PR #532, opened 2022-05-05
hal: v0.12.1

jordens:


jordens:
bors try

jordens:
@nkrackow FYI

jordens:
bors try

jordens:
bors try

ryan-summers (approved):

· · · ·

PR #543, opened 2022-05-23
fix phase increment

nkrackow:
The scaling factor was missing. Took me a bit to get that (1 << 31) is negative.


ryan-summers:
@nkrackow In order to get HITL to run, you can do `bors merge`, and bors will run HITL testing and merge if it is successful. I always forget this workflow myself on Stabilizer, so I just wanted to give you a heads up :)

· · · ·

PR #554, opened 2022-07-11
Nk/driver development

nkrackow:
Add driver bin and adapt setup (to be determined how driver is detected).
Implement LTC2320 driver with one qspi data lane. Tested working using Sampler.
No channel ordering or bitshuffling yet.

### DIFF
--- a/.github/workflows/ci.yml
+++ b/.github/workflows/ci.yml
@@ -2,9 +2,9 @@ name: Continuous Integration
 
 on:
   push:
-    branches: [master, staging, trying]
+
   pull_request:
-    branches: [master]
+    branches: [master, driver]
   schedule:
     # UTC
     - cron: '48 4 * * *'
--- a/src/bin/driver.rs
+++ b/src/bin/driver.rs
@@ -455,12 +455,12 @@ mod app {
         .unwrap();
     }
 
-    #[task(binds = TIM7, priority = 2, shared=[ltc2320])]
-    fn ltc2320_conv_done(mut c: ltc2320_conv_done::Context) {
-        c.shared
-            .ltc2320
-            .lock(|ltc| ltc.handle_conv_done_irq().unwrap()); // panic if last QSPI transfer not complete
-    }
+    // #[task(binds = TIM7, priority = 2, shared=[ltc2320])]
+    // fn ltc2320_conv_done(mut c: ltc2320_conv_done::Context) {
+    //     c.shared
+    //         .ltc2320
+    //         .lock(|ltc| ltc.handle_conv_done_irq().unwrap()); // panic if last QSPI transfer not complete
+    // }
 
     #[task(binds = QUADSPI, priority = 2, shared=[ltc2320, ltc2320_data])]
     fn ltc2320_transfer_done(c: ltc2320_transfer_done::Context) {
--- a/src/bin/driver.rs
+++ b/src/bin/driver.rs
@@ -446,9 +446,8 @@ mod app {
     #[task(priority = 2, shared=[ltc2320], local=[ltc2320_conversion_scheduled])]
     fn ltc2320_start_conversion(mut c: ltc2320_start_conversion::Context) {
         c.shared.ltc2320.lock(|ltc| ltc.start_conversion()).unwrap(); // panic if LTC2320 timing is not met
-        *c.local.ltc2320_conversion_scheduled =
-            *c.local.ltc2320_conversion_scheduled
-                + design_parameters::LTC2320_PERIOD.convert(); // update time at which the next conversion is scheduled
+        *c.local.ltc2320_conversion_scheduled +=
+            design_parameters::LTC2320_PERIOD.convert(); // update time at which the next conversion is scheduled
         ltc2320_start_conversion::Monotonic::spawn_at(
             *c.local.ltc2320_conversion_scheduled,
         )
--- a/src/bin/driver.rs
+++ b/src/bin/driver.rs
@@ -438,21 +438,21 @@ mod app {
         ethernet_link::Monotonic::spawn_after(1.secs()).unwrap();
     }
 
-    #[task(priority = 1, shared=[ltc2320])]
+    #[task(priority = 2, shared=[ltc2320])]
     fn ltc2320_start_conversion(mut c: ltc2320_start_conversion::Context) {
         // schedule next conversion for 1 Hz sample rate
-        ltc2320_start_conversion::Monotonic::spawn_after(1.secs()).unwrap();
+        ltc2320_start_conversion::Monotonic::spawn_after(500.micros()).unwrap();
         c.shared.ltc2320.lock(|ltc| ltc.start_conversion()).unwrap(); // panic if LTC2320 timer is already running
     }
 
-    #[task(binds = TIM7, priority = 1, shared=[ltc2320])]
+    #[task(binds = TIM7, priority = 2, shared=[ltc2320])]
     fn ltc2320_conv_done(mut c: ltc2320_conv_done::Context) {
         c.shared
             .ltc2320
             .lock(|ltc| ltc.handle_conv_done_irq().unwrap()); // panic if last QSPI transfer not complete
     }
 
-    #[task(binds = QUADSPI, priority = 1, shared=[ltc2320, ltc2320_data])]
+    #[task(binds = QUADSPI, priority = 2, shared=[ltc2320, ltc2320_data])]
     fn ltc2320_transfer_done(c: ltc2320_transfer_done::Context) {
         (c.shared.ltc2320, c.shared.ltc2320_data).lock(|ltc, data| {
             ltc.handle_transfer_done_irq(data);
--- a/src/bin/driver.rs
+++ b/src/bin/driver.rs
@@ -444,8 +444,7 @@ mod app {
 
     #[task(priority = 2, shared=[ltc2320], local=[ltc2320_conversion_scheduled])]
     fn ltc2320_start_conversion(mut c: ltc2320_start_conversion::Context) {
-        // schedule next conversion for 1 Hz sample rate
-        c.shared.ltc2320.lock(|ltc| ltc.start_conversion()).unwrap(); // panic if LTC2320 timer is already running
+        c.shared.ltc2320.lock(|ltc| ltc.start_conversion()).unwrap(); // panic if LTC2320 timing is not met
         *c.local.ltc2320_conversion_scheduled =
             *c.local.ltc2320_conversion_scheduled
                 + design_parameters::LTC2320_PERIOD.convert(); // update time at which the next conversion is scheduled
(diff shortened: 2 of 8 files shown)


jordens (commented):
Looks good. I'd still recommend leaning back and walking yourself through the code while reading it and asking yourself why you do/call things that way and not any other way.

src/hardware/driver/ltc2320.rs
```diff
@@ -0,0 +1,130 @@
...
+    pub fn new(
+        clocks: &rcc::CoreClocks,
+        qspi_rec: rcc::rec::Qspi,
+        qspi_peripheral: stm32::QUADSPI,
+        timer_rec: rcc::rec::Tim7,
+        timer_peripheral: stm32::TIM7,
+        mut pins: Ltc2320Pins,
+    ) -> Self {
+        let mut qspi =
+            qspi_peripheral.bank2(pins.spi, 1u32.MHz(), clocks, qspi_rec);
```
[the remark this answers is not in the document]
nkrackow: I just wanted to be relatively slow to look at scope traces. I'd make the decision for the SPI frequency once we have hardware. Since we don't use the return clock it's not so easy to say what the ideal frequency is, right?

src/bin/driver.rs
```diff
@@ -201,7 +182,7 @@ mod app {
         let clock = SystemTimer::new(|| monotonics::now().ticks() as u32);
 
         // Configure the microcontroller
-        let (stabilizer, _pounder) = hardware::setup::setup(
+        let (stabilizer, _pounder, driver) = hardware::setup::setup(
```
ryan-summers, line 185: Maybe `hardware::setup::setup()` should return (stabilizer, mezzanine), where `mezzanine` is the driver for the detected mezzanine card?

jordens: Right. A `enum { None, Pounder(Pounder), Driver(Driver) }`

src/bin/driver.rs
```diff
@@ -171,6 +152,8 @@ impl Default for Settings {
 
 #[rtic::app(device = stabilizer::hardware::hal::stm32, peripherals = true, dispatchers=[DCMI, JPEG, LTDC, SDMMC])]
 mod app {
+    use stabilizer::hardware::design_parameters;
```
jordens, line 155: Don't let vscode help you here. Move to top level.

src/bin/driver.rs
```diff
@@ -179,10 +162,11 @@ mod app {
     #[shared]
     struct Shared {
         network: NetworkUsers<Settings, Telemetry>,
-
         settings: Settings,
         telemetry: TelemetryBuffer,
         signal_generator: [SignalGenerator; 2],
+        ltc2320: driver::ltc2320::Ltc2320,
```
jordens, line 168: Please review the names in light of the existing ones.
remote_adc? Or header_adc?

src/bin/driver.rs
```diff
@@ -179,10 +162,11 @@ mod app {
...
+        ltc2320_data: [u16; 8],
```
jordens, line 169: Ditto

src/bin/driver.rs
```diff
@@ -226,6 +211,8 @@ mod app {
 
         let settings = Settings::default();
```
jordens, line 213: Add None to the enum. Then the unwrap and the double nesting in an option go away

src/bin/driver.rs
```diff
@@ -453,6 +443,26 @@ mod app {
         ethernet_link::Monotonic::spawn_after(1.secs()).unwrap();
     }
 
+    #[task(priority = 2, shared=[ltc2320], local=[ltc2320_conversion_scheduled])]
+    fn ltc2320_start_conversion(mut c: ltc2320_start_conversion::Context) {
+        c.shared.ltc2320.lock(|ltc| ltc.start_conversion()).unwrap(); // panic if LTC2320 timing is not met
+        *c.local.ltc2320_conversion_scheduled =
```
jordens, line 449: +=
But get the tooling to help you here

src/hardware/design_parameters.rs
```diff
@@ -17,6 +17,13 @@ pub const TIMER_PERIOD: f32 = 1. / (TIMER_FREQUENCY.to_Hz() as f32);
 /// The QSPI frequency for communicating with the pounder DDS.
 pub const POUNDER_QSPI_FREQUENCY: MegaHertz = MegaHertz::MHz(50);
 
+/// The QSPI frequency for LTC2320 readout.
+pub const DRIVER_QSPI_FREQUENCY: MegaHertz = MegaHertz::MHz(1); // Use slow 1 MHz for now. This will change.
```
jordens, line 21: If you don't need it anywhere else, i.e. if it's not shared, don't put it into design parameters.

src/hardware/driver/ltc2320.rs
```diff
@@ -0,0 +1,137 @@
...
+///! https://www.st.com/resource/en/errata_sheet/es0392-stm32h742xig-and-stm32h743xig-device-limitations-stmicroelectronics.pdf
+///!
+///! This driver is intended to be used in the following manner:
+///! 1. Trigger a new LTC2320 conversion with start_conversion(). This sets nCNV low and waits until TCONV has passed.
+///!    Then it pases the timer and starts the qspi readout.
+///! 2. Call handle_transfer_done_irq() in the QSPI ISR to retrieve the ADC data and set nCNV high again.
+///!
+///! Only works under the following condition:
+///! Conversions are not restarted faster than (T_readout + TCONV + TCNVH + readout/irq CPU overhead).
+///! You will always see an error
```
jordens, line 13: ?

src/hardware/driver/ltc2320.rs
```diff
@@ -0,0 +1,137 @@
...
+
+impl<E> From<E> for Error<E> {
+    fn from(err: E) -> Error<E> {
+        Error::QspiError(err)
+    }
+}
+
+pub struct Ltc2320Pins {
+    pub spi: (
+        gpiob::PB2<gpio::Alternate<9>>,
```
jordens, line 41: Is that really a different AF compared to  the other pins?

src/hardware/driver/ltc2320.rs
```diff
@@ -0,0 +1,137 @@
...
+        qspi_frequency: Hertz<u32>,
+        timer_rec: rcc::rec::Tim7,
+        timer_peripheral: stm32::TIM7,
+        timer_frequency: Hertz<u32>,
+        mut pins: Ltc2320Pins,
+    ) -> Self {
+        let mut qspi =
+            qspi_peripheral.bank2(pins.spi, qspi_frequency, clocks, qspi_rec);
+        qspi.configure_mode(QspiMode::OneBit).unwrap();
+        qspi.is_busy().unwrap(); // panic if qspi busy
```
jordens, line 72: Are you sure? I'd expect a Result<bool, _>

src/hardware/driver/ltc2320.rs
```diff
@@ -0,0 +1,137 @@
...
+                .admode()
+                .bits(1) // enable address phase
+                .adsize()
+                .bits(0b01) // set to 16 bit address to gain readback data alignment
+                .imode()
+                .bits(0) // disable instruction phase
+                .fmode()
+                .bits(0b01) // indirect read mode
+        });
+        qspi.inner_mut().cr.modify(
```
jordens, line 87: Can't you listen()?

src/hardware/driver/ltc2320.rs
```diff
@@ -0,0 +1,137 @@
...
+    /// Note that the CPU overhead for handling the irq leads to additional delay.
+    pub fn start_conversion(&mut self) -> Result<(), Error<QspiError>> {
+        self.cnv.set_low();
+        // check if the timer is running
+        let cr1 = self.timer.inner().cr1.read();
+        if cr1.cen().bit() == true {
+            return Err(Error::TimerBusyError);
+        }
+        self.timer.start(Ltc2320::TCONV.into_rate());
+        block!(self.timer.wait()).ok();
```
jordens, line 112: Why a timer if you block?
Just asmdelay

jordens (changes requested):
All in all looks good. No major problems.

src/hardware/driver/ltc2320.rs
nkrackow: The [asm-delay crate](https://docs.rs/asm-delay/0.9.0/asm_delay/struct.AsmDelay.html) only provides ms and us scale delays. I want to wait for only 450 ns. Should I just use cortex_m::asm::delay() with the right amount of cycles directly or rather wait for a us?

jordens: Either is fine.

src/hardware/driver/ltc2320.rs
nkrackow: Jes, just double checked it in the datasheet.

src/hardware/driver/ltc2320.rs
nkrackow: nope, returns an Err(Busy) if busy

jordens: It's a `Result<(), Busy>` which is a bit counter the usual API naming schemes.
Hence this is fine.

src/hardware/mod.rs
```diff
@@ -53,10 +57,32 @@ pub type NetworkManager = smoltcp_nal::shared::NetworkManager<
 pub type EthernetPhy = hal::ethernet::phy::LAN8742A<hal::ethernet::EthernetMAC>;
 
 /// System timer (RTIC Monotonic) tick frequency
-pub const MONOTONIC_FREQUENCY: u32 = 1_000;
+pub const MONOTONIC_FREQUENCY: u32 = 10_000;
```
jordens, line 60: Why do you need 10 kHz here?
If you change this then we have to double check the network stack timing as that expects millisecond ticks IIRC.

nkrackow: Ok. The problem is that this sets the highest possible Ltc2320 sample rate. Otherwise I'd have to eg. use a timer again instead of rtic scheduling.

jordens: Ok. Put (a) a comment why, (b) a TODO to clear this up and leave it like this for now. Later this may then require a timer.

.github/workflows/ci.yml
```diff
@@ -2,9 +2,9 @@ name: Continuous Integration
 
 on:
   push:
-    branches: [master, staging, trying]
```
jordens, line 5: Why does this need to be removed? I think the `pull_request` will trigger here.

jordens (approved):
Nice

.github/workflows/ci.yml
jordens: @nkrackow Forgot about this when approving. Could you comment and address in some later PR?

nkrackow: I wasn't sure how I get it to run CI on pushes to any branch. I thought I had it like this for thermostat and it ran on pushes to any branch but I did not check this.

· · · ·

Work task
Pull out all lines of the data with the string "device".

Your solution
 #[rtic::app(device = stabilizer::hardware::hal::stm32, peripherals = true, dispatchers=[DCMI, JPEG, LTDC, SDMMC])]
+///! https://www.st.com/resource/en/errata_sheet/es0392-stm32h742xig-and-stm32h743xig-device-limitations-stmicroelectronics.pdf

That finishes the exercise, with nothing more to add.